▼
Issue #9703, opened 2021-02-16
EventDispatcher uses only the return value of the last one listener


Sweetchuck:
My `composer.json`: v2.0.9

When there are two or more Composer plugin which are subscribe to the `PluginEvents::COMMAND` event, then only the return value of the last one listener will be take into account to determine the exit code.

```php
<?php
class Plugin implements PluginInterface, EventSubscriberInterface, Capable
{
    public static function getSubscribedEvents()
    {
        return [
            PluginEvents::COMMAND => 'onCommandEvent',
        ];
    }

    public function onCommandEvent(CommandEvent $event): bool
    {
        switch ($event->getCommandName()) {
            case 'validate':
                // For testing purposes always returns FALSE.
                return false;
        }

        return true;
    }
}
```

And an other plugin which always returns TRUE for the same event, and this one is the last one listener. And you ran the `composer validate` command, then the exit code is always `0`.

In the `\Composer\EventDispatcher\EventDispatcher::doDispatch` the boolean return value of a listener is converted to int, which represent the exit code.

Excepted behaviour:
If any of the listeners returns FALSE, then the exit code should be 1.

PR #9704, opened 2021-02-16
Issue #9703 - EventDispatcher uses only the return value of the last one listener

Sweetchuck:
Issue #9703 - EventDispatcher uses only the return value of the last one listener


Seldaek:
Thanks, the fix definitely makes sense to me. It'd be great if you could add a test for it though as that's something that would otherwise easily be missed/broken in the future.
▲
| WHAT TO PRODUCE |
Retype the material in full, character for character.

| THE ANSWER |
Issue #9703, opened 2021-02-16
EventDispatcher uses only the return value of the last one listener


Sweetchuck:
My `composer.json`: v2.0.9

When there are two or more Composer plugin which are subscribe to the `PluginEvents::COMMAND` event, then only the return value of the last one listener will be take into account to determine the exit code.

```php
<?php
class Plugin implements PluginInterface, EventSubscriberInterface, Capable
{
    public static function getSubscribedEvents()
    {
        return [
            PluginEvents::COMMAND => 'onCommandEvent',
        ];
    }

    public function onCommandEvent(CommandEvent $event): bool
    {
        switch ($event->getCommandName()) {
            case 'validate':
                // For testing purposes always returns FALSE.
                return false;
        }

        return true;
    }
}
```

And an other plugin which always returns TRUE for the same event, and this one is the last one listener. And you ran the `composer validate` command, then the exit code is always `0`.

In the `\Composer\EventDispatcher\EventDispatcher::doDispatch` the boolean return value of a listener is converted to int, which represent the exit code.

Excepted behaviour:
If any of the listeners returns FALSE, then the exit code should be 1.

PR #9704, opened 2021-02-16
Issue #9703 - EventDispatcher uses only the return value of the last one listener

Sweetchuck:
Issue #9703 - EventDispatcher uses only the return value of the last one listener


Seldaek:
Thanks, the fix definitely makes sense to me. It'd be great if you could add a test for it though as that's something that would otherwise easily be missed/broken in the future.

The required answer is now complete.